Holding back your love or respect will just keep the Crazy Cycle spinning away, but being mature and making the first move could slow it down.
The difference between successful couples and unsuccessful couples is that successful ones keep getting up and dealing with the issues.
Thank the Lord that in the very beginning He created them male and female – Blue and Pink. Ask Him for patience and ever-growing understanding of how men and women see and hear differently. “He created them male and female, and He blessed them.” (Genesis 5:2)
I had often asked God to compensate for my mistakes, but in return had I thought He would give me perfect children?
You may believe that the careless, unloving or disrespectful words you speak are because your spouse is causing you to speak this way, but Jesus says that it is coming out of your heart.

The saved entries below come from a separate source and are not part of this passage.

Issue #144, opened 2018-07-12
Extrinsics tab with Balance entered greater than ~9007100000000000 restarts the webpage


ltfschoen:
If you go to the and enter a value such as 9007200000000000, then the webpage will refresh, which may prevent users like Alice with 1152921504606846976 DOTs from entering their entire account balance.

![screen shot 2018-07-12 at 5 46 33 pm](https://user-images.githubusercontent.com/6226175/42644361-b609c9ec-85fb-11e8-94a9-b6e53c872b48.png)

jacogr:
So the input handles it as a number - would probably need to make an input (text values) for Balance then.

https://developer.mozilla.org/en-US/docs/Web/JavaScript/Reference/Global_Objects/Number/MAX_SAFE_INTEGER

ltfschoen:
Note that with the changes so far it no longer pre-populates the input field as it did previously with the initial value specified in https://github.com/polkadot-js/apps/blob/master/packages/ui-app/src/Params/initValue.ts#L17

jacogr:
Closed in master as well as "next" (along with denomination input there), will be fully live with "next" branch due for poc-3.

PR #146, opened 2018-07-12
fix: Fixes Issue #144. Balance to submit with transaction changed to string

ltfschoen:
- Placeholder indicates acceptable range of values to user in the interim until form validation incorporated.
- Max value must be the balance of the account minus one, otherwise the Polkadot Node will give error `Runtime: proposer's balance too low`.
- Min value must be above 0.000000000000001, otherwise the Polkadot Node will give error `Runtime: proposer's balance too low`

screen shot 2018-07-12 at 9 53 03 pm

### DIFF
--- a/packages/ui-app/src/Params/Param/StringBalance.tsx
+++ b/packages/ui-app/src/Params/Param/StringBalance.tsx
@@ -1,0 +1,45 @@
+// Copyright 2017-2018 @polkadot/ui-app authors & contributors
+// This software may be modified and distributed under the terms
+// of the ISC license. See the LICENSE file for details.
+
+import { Props } from '../types';
+
+import React from 'react';
+
+import Input from '../../Input';
+import Bare from './Bare';
+
+export default class StringBalance extends React.PureComponent<Props> {
+  render () {
+    const { className, isDisabled, isError, label, style, withLabel } = this.props;
+
+    return (
+      <Bare
+        className={className}
+        style={style}
+      >
+        <Input
+          className='large'
+          isDisabled={isDisabled}
+          isError={isError}
+          label={label}
+          onChange={this.onChange}
+          placeholder='<any number between [0.000000000000001] and [available balance minus 1])>'
+          type='text'
+          withLabel={withLabel}
+        />
+      </Bare>
+    );
+  }
+
+  onChange = (value: string): void => {
+    const { onChange } = this.props;
+
+    const isValid = value.length !== 0;
+
+    onChange({
+      isValid,
+      value
+    });
+  }
+}
--- a/packages/ui-app/src/Params/Param/findComponent.ts
+++ b/packages/ui-app/src/Params/Param/findComponent.ts
@@ -14,12 +14,13 @@ import Hash from './Hash';
 import KeyValue from './KeyValue';
 import KeyValueStorageArray from './KeyValueStorageArray';
 import StringParam from './String';
+import StringBalance from './StringBalance';
 import Unknown from './Unknown';
 import VoteThreshold from './VoteThreshold';
 
 const components: ComponentMap = {
   'AccountId': Account,
-  'Balance': Amount,
+  'Balance': StringBalance,
   'BlockNumber': Amount,
   'bool': Bool,
   'Bytes': Bytes,
--- a/packages/ui-app/src/Params/Param/findComponent.ts
+++ b/packages/ui-app/src/Params/Param/findComponent.ts
@@ -14,13 +14,13 @@ import Hash from './Hash';
 import KeyValue from './KeyValue';
 import KeyValueStorageArray from './KeyValueStorageArray';
 import StringParam from './String';
-import StringBalance from './StringBalance';
+import Balance from './Balance';
 import Unknown from './Unknown';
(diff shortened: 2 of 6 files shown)


packages/ui-app/src/Params/Param/StringBalance.tsx
```diff
@@ -0,0 +1,45 @@
...
+        className={className}
+        style={style}
+      >
+        <Input
+          className='large'
+          isDisabled={isDisabled}
+          isError={isError}
+          label={label}
+          onChange={this.onChange}
+          placeholder='<any number between [0.000000000000001] and [available balance minus 1])>'
```
jacogr: This needs to be translatable.

packages/ui-app/src/Params/Param/StringBalance.tsx
```diff
@@ -0,0 +1,45 @@
...
+          withLabel={withLabel}
+        />
+      </Bare>
+    );
+  }
+
+  onChange = (value: string): void => {
+    const { onChange } = this.props;
+
+    const isValid = value.length !== 0;
```
jacogr: Currently stuff like `123,ghf` would be valid, it is not the intent - when `isValid` is set, the valis is supposed to be valid for submission.

packages/ui-app/src/Params/Param/StringBalance.tsx
jacogr: This needs to be translatable.

packages/ui-app/src/Params/Param/findComponent.ts
```diff
@@ -14,12 +14,13 @@ import Hash from './Hash';
...
 import KeyValueStorageArray from './KeyValueStorageArray';
 import StringParam from './String';
+import StringBalance from './StringBalance';
 import Unknown from './Unknown';
 import VoteThreshold from './VoteThreshold';
 
 const components: ComponentMap = {
   'AccountId': Account,
-  'Balance': Amount,
+  'Balance': StringBalance,
```
jacogr: `BalanceInput`

packages/ui-app/src/Params/Param/StringBalance.tsx
```diff
@@ -0,0 +1,45 @@
...
+export default class StringBalance extends React.PureComponent<Props> {
+  render () {
+    const { className, isDisabled, isError, label, style, withLabel } = this.props;
+
+    return (
+      <Bare
+        className={className}
+        style={style}
+      >
+        <Input
```
jacogr: It needs a pattern to strip invalid chars at the very least. We can add a pattern prop to the base input and have it attached to the raw HTML input - https://www.w3schools.com/tags/att_input_pattern.asp

ltfschoen:
I've also noticed that with these changes so far that it no longer pre-populates the input field with a visible value of 1 as it did previously with the initial value specified in https://github.com/polkadot-js/apps/blob/master/packages/ui-app/src/Params/initValue.ts#L17. It allows Submit Transaction when the Balance input field appears to be empty, but the Polkadot Node still processes a value of 1, unless the user changes the value in the input field

packages/ui-app/src/Params/Param/StringBalance.tsx
ltfschoen: As we discovered, that approach doesn't work, however I've implemented the `maxLength` as you recommended with success

packages/ui-app/src/Params/Param/StringBalance.tsx
ltfschoen: i've now wrapped the component with `translate`

packages/ui-app/src/Params/Param/StringBalance.tsx
ltfschoen: i've now added an input field validation function and associated unit tests

packages/ui-app/src/Params/Param/findComponent.ts
ltfschoen: i've renamed it to `Balance` as discussed

ltfschoen:
i've added additional commits. It now pre-populates the input field correctly.

**Updates** include:
- add internationalisation
- add maxLength to input field depending on whether poc-1 (64bit) or latest (128bit) chain used
- passed down api chain data via props
- add unit tests for balance input field
- add balance input field validation to only accept numbers

**Problems** i'm having include:
- a couple of the new unit tests that I added are not all passing but don't understand why. it's to do with comparing the maximum unsigned 64bit or 128bit value of the balance depending on what chain they are using (i.e. poc-1 or latest)
- when i add `&& maxBN64Bit.gte(inputBN)` or `&& maxBN128Bit.gte(inputBN)` it doesn't appear
to work correctly, as in the UI it doesn't allow the length of the balance to be as long as I would expect. I tried breakpoint debugging but couldn't figure it out. I've just commented their usage out in the meantime

jacogr:
Could we please move the branch, so it is possible to just switch to it? Just easier without having to clone to take a look and fix the issues.

ltfschoen:
Closing as I created a PR from a branch of this repo here https://github.com/polkadot-js/apps/pull/168 instead of using the PR from my fork of it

A woman needs love like she needs air to breathe. A man needs respect like he needs air to breathe.
Avoid like the plague trying to punish each other as a means of “motivation.” Christ-followers instinctively know that this destroys any opportunity to act out of reverence for Christ. In all marital issues, love and reverence for Christ must be our primary motivation.
Unconditional respect, like unconditional love, is all about how one sounds (tone of voice and word choice) and appears (facial expressions and physical actions).
To get offended is easy, but to forgive is within your power as you walk in His steps.
Positive changes flood a relationship immediately when both husband and wife cancel the blame game!
Research shows that 70% of the couples who were extremely unhappy in their marriage, but hung in there and worked through the tough time, identified themselves as being very happy five years later.